Medical and recreational marijuana overseers need to boost their efforts in testing, inspections and providing more oversight to prevent diversion to the illegal market, according to an audit by the Oregon Secretary of State.
The recommendations range from hiring more inspectors to bumping up enforcement of medical growing facilities.
The medical program currently has four inspectors for 14,000 grow facilities, the auditor pointed out.
The report revealed that 3 percent of the retailers and 32 percent of the recreational growers have had compliance inspections.
“With no cap on the number of licenses, and more applications than expected, staffing and inspections have not kept pace,” the auditor wrote.
The auditors are also concerned about microbiological contaminants and heavy metals present in marijuana. “These contaminants could pose a risk to consumers,” the audit states.
The auditor suggested that both agencies develop baselines and other data monitoring practices.
Both agencies recognized that there were places in their programs where oversight was spotty.
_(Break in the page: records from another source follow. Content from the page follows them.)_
PR #3278, opened 2021-10-27
Build Java cluster on JDK17

mbien:
Changes required to build the java cluster on JDK17 (15 is the latest version NetBeans can be built with right now). I omitted the other clusters to keep the diff smaller.

This won't make the tests work - that would be a larger issue.

note:
this does not include the Gradle version upgrade required to build on JDK17, since 7.3 it is still in the rc phase.
see ~~https://github.com/apache/netbeans/pull/3322~~ https://github.com/apache/netbeans/pull/3326 for the gradle update

### DIFF
--- a/extide/o.apache.tools.ant.module/build.xml
+++ b/extide/o.apache.tools.ant.module/build.xml
@@ -35,7 +35,7 @@
                 <path path="${src-bridge.cp}"/>
             </classpath>
         </depend>
-        <javac srcdir="src-bridge" destdir="build/bridge-classes" deprecation="${build.compiler.deprecation}" debug="${build.compiler.debug}" source="1.6" target="1.6" includeantruntime="false">
+        <javac srcdir="src-bridge" destdir="build/bridge-classes" deprecation="${build.compiler.deprecation}" debug="${build.compiler.debug}" release="8" includeantruntime="false">
             <classpath>
                 <path path="${src-bridge.cp}"/>
             </classpath>
--- a/harness/apisupport.harness/nbproject/project.properties
+++ b/harness/apisupport.harness/nbproject/project.properties
@@ -16,7 +16,7 @@
 # under the License.
 
 javac.compilerargs=-Xlint -Xlint:-serial
-javac.source=1.6
+javac.source=1.8
 jnlp.cp=\
     ${o.n.bootstrap.dir}/lib/boot.jar:\
     ${openide.modules.dir}/lib/org-openide-modules.jar:\
--- a/nbbuild/antsrc/org/netbeans/nbbuild/CustomJavac.java
+++ b/nbbuild/antsrc/org/netbeans/nbbuild/CustomJavac.java
@@ -66,21 +66,30 @@ public class CustomJavac extends Javac {
 
     @Override
     public void execute() throws BuildException {
-        String tgr = getTarget();
-        if (tgr.matches("\\d+")) {
-            tgr = "1." + tgr;
-        }
-        if (!isBootclasspathOptionUsed()) {
-            setRelease(tgr.substring(2));
-        }
-        String src = getSource();
-        if (src.matches("\\d+")) {
-            src = "1." + src;
-        }
-        if (!JavaEnvUtils.isAtLeastJavaVersion(src)) {
-            log("Cannot handle -source " + src + " from this VM; forking " + maybeFork, Project.MSG_WARN);
-            super.setFork(true);
-            super.setExecutable(maybeFork);
+        String release = getRelease();
+        if (release == null || release.isEmpty()) {
+            String tgr = getTarget();
+            if (tgr.matches("\\d+")) {
+                tgr = "1." + tgr;
+            }
+            if (!isBootclasspathOptionUsed()) {
+                setRelease(tgr.substring(2));
+            }
+            String src = getSource();
+            if (src.matches("\\d+")) {
+                src = "1." + src;
+            }
+            if (!JavaEnvUtils.isAtLeastJavaVersion(src)) {
+                log("Cannot handle -source " + src + " from this VM; forking " + maybeFork, Project.MSG_WARN);
+                super.setFork(true);
+                super.setExecutable(maybeFork);
+            }
+        } else {
+            if (!JavaEnvUtils.isAtLeastJavaVersion(release)) {
+                log("Cannot handle -release " + release + " from this VM; forking " + maybeFork, Project.MSG_WARN);
+                super.setFork(true);
+                super.setExecutable(maybeFork);
+            }
         }
         generatedClassesDir = new File(getDestdir().getParentFile(), getDestdir().getName() + "-generated");
         if (!usingExplicitIncludes) {
@@ -205,7 +214,7 @@ public class CustomJavac extends Javac {
         File d = getDestdir();
         if (!d.isDirectory()) {
             return;
-}
+        }
         FileSet classes = new FileSet();
         classes.setDir(d);
         classes.setIncludes("**/*$*.class");
--- a/webcommon/libs.jstestdriver/build.xml
+++ b/webcommon/libs.jstestdriver/build.xml
@@ -25,7 +25,7 @@
 
     <target name="ext-compile" depends="build-init">
         <mkdir dir="build/extclasses"/>
-        <javac srcdir="extsrc" destdir="build/extclasses" deprecation="${build.compiler.deprecation}" debug="${build.compiler.debug}" source="1.6" target="1.8">
+        <javac srcdir="extsrc" destdir="build/extclasses" deprecation="${build.compiler.deprecation}" debug="${build.compiler.debug}" release="8">
             <classpath>
                 <path path="${module.classpath}"/>
                 <path location="${cluster}/${module.jar}"/>
--- a/apisupport/apisupport.ant/test/unit/src/org/netbeans/modules/apisupport/project/queries/SourceLevelQueryImplTest.java
+++ b/apisupport/apisupport.ant/test/unit/src/org/netbeans/modules/apisupport/project/queries/SourceLevelQueryImplTest.java
@@ -37,7 +37,7 @@ public class SourceLevelQueryImplTest extends TestBase {
         String path = "java/junit/src/org/netbeans/modules/junit/api/JUnitSettings.java";
         FileObject f = nbRoot().getFileObject(path);
         assertNotNull("found " + path, f);
-        assertEquals("1.6 used for an average module", "1.6", SourceLevelQuery.getSourceLevel(f));
+        assertEquals("1.8 used for an average module", "1.8", SourceLevelQuery.getSourceLevel(f));
     }
     
 }
--- a/harness/apisupport.harness/build.xml
+++ b/harness/apisupport.harness/build.xml
@@ -50,7 +50,7 @@
 
     <target name="compile-jnlp-launcher" depends="init,compile">
         <mkdir dir="${build.dir}/jnlp-launcher-classes"/>
-        <nb-javac srcdir="jnlp-src" destdir="${build.dir}/jnlp-launcher-classes" deprecation="${build.compiler.deprecation}" debug="${build.compiler.debug}" source="1.6" target="1.6" includeantruntime="false">
+        <nb-javac srcdir="jnlp-src" destdir="${build.dir}/jnlp-launcher-classes" deprecation="${build.compiler.deprecation}" debug="${build.compiler.debug}" release="8" includeantruntime="false">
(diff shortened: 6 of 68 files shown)


lkishalmi:
I'd close this one in favor of #3322

mbien:
@lkishalmi please reconsider, this PR is not about gradle

lkishalmi:
My bad, have not checked the list of changes.

mbien:
@lkishalmi would you like to review this? This would make the java cluster buildable together with the recently merged gradle PR.

mbien:
@matthiasblaesing @neilcsmith-net would be great to get this in. Any reviewer volunteers? easy review

`ant -Dcluster.config=basic` should finally build after this.

harness/apisupport.harness/nbproject/project.properties
```diff
@@ -16,7 +16,8 @@
 # under the License.
 
 javac.compilerargs=-Xlint -Xlint:-serial
-javac.source=1.6
+javac.source=1.8
+javac.target=1.8
```
matthiasblaesing, line 20: You don't need to set `javac.target` - @JaroslavTulach ensured this in https://github.com/apache/netbeans/commit/4661771. The build system ensures, that `javac.target` is set to the value of `javac.source` is the former is not set.

mbien: ok. but it doesn't hurt right? does everything use the same build xml which has this functionality? having source and target at different values can cause trouble if its missed somewhere. (ultimately we should aim to use --release in distant future)

i can remove it if you prefer it gone.

matthiasblaesing: You can see the mechanic in the `build.xml`:

https://github.com/apache/netbeans/blob/61795d673369f587d2ae2f50254b442a407b64c0/ide/css.editor/build.xml#L22-L25

The build looks simple, but truth is, that it just inherits its power from:

-  `nbbuild/templates/projectized.xml` (direct)
-  `nbbuild/templates/common.xml` (transitive)
-  `nbbuild/default.xml`
-  `nbbuild/default-properties.xml`
-  `nbbuild/jdk.xml`
-  `nbbuild/binaries-default-properties.xml`

The `javac.source` and `javac.target` default values are set by the `basic-init` target in `nbbuild/templates/common.xml`. 

From the default target `build` it is reached via:

- `build`
- `netbeans
- `-netbeans`
- `init`
- `basic-init`

For using `--release`, this was also tackled by @JaroslavTulach (I think it is in the same PR) - see here:

https://github.com/apache/netbeans/blob/96720b9d39122e514fe21536a831247e5dc17b10/nbbuild/antsrc/org/netbeans/nbbuild/CustomJavac.java#L68-L91

This works only for normal module builds, special cases, where the ant `javac` task is called directly, adjustments need to be made there.

NetBeans build is a complex beast, but it some very nice things in it, at the price that its complex.

For the `javac.target`, yes I think it would be good to not add them, else next time, someone will argue, that the two should be adjusted independently from each other.

mbien: thanks for the info. will remove it.

mbien: done, removed `javac.target` from all properties I touched, even if it was there before.

I kept the changes to build xmls since they all had target specified.

mbien: it doesn't build. looks like i have to add a few targets again.

mbien: ok, it builds again on JDK 17.

please note that this branch is fairly old and i don't want to abuse the CI too much just to rebase and push again. So to get the JDK 17 gradle changes do a
`
git pull --rebase git@github.com:apache/netbeans.git master`

after you checked out this branch.

extide/o.apache.tools.ant.module/build.xml
```diff
@@ -35,7 +35,7 @@
                 <path path="${src-bridge.cp}"/>
             </classpath>
         </depend>
-        <javac srcdir="src-bridge" destdir="build/bridge-classes" deprecation="${build.compiler.deprecation}" debug="${build.compiler.debug}" source="1.6" target="1.6" includeantruntime="false">
+        <javac srcdir="src-bridge" destdir="build/bridge-classes" deprecation="${build.compiler.deprecation}" debug="${build.compiler.debug}" source="1.8" target="1.8" includeantruntime="false">
```
JaroslavTulach, line 38: Consider adding `release="8"` attribute or using `nb-javac` which is supposed to do that automatically.

mbien: 8 doesn't know `--release`. So i would have to do both, switch to nb-javac and replace both attributes with the release attribute i suppose.

Could we leave this as is until we move to JDK 11+? After that everything will be easier. I am not sure if its worth to put a lot of energy into this, since its only the basic cluster - i expect a lot more changes. It doesn't look like JDK will drop support for source/target any time soon and it does currently allow NB to be built on JDK 17.

Once NB dropped 8 support it would be a fairly simple change. Remove the build support logic Matthias mentioned and switch everything to `javac.release`.

neilcsmith-net: @mbien the Ant compiler task ignores `release` on JDK 8.

mbien: @neilcsmith-net interesting! didn't know that. 

plus: "When set and running on JDK 9+ the source and target attributes as well as the bootclasspath will be ignored. Since Ant 1.9.8."

which means we can set all three to the same value? I would be ok with this.

neilcsmith-net: @mbien yes, as far as I know. Even an argument that only release is necessary, as the only JDK that's going to ignore it will default to source and target being 8 anyway.  But being specific is probably better!

mbien: pushed update:
 - `release` requires the new versioning scheme on modern JDKs -> so i have to use 8 instead of 1.8
 - nb-javac throws NPEs when only release is set -> added source and target there too
 - javac now uses only release on all xml files i touched for this PR
 - exception: debugger.jpda.ant can't use release without it causing compiler errors -> kept source/target
 - rebased ontop of latest master, no need to pull gradle changes anymore

JaroslavTulach: > set all three to the same value

Looks like Ant's approach is better than Maven's one (fail on JDK8 when release is used) when shielding developers from JDK differences.

> nb-javac throws NPEs when only release is set -> added source and target there too

You can fix the task in `nbbuild/antsrc`...

JaroslavTulach (approved):
I like usage of `release="8"`!

extide/o.apache.tools.ant.module/build.xml
mbien: > You can fix the task in nbbuild/antsrc...

yes i do want to take a look later. We shouldn't have a configuration divergence between the two javac tasks if its avoidable.

mbien: added 1d773e0

webcommon/libs.jstestdriver/build.xml
```diff
@@ -25,7 +25,7 @@
 
     <target name="ext-compile" depends="build-init">
         <mkdir dir="build/extclasses"/>
-        <javac srcdir="extsrc" destdir="build/extclasses" deprecation="${build.compiler.deprecation}" debug="${build.compiler.debug}" source="1.6" target="1.8">
+        <javac srcdir="extsrc" destdir="build/extclasses" deprecation="${build.compiler.deprecation}" debug="${build.compiler.debug}" release="8">
```
matthiasblaesing, line 28: If I read the ant source correctly, this is not correct on JDK 8. You need to set `source`, `target` and `release` to get the desired behavior:

- on JDK 8, `release` will be ignored, as it is invalid for the compiler
- on JDK 9+, `source` and `target` are ignored

mbien: in theory yes. but this would be only a problem if we would compile on jdk 7 or lower too. 8 would have src and target at 8 by default anyway. Everything else can use release already. @neilcsmith-net pointed this out which i didn't consider either initially.

nbbuild/antsrc/org/netbeans/nbbuild/CustomJavac.java
```diff
@@ -66,21 +66,30 @@ public void setIncludes(String includes) {
 
     @Override
     public void execute() throws BuildException {
-        String tgr = getTarget();
```
matthiasblaesing, line 69: Why is this necessary?  The original implementation moved target to release - why not keep that behavior?

mbien: it still does that if release isn't set, scroll down.

matthiasblaesing: No - why setting release? It is not necessary. The original change ensured, that target is transferred to release, unless the bootclasspath is set.

mbien: https://github.com/apache/netbeans/pull/3278#discussion_r760538319

mbien: + https://github.com/apache/netbeans/pull/3278#discussion_r760775688

matthiasblaesing: Not an answer

mbien: this change ensures that javac and nb-javac do not diverge configuration wise, as mentioned in the linked conversation.

mbien: what is the combination of attributes/JDKs which should be supported but isn't after that change?

matthiasblaesing:
Please check the failing unittests - given the error message:

```
    [junit] INFO: println: /home/travis/build/apache/netbeans/nbbuild/netbeans/harness/common.xml:207: Compile failed; see the compiler error output for details. listener: Hyperlink[file:/home/travis/build/apache/netbeans/nbbuild/netbeans/harness/common.xml:207:-1:-1:-1]
    [junit] Dec 02, 2021 8:37:52 PM org.netbeans.modules.apisupport.project.InputOutputProviderImpl$OW write
    [junit] INFO: BUILD FAILED (total time: 1 second)
```

This might indeed a problem.

mbien:
i see many of those messages on a build which doesn't fail. E.g taken from latest master build:
https://app.travis-ci.com/github/apache/netbeans/jobs/550425157#L9197-L9199

its difficult to figure out what is failing in a build log full with "build failed" unfortunately

matthiasblaesing:
Thank you - travis and github actions are happy now. Would you please squash the commits into a single one?

mbien:
done. Maybe @JaroslavTulach would want to take another look since he approved before I changed the ant task.

nbbuild/antsrc/org/netbeans/nbbuild/CustomJavac.java
```diff
@@ -66,21 +66,30 @@ public void setIncludes(String includes) {
...
-        String src = getSource();
-        if (src.matches("\\d+")) {
-            src = "1." + src;
-        }
-        if (!JavaEnvUtils.isAtLeastJavaVersion(src)) {
-            log("Cannot handle -source " + src + " from this VM; forking " + maybeFork, Project.MSG_WARN);
-            super.setFork(true);
-            super.setExecutable(maybeFork);
+        String release = getRelease();
+        if (release == null || release.isEmpty()) {
```
JaroslavTulach, line 70: Setting the `release` only when it is not set yet seems OK to me.

JaroslavTulach (approved):

nbbuild/antsrc/org/netbeans/nbbuild/CustomJavac.java
mbien: thanks for taking a look jaroslav!

matthiasblaesing:
Ok - travis is happy, lets get this in.

JaroslavTulach:
FYI: [Jenkins VSCode build #739](https://ci-builds.apache.org/job/Netbeans/job/netbeans-vscode/739/) failed and continues to fail. Coincidence?

matthiasblaesing:
#739 fails, but #742 was green. Given, that the test where the timeout occurs is marked @RandomlyFails, a broken tests sounds like a reasonable explanation.

JaroslavTulach:
A coincidence, then. Sorry for bothering.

To address these, the OLCC recently paused the processing of new recreational license applications and lowered the daily amount medical patients could purchase at an OLCC retailer. The OLCC also took over seed-to-sale tracking for medical growers of more than three patients.
“We are in agreement with the recommendations of the audit,” said Andre Ourso, Oregon Health Authority administrator for health protection. “We’ll work on addressing the issues, but some will require policy actions that we cannot do without statutory assistance.”
Since the OLCC cannot by law limit the number of licenses granted for retail, growing, or processing of recreational marijuana, it hit the pause button last year while it worked to clear the backlog of applications.
As of this week the OLCC has issued 2,101 active licenses, has 617 licenses under review, 867 licenses processed and 541 waiting for county land use approvals.
In Deschutes County there are 194 OLCC licensed facilities.
Jeremy Kwit, owner of three retail outlets in Bend called Substance, approved of the audit recommendations.
“As a retailer, I get a number of surprise visits, audits and check ins,” Kwit said. “That’s not surprising because it’s easier to check up on retailers, but harder to do random inspections at the farm or processor level.”
Both the medical and recreational cannabis regulators use fees to pay for their programs and to hire investigators. The recreational marijuana market generated $207 million in tax revenue as of November 2018.
Some fixes will require legislative approval, said Robb Cowie, Oregon Health Authority communications director.
“Overall our response is that the findings are consistent with our internal review that we conducted last year,” Cowie said. “Some of the gaps in reporting will require statutory changes. We’re looking forward to working with the Legislature on this.”
Mark Pettinger, OLCC spokesman, said that while the state has done a good job of regulating the recreational market, there is more that can be done. The OLCC and health officials agreed with the audit findings, and acknowledged that last year steps were already put in place to limit diversion into the illegal market.
“The OLCC’s 2019 budget request anticipates the recommendations made by the Secretary of State — more staff to reinforce lab oversight, scrutinize (seed to sale) data to a greater degree, and conduct more physical site inspections,” Pettinger said in an email.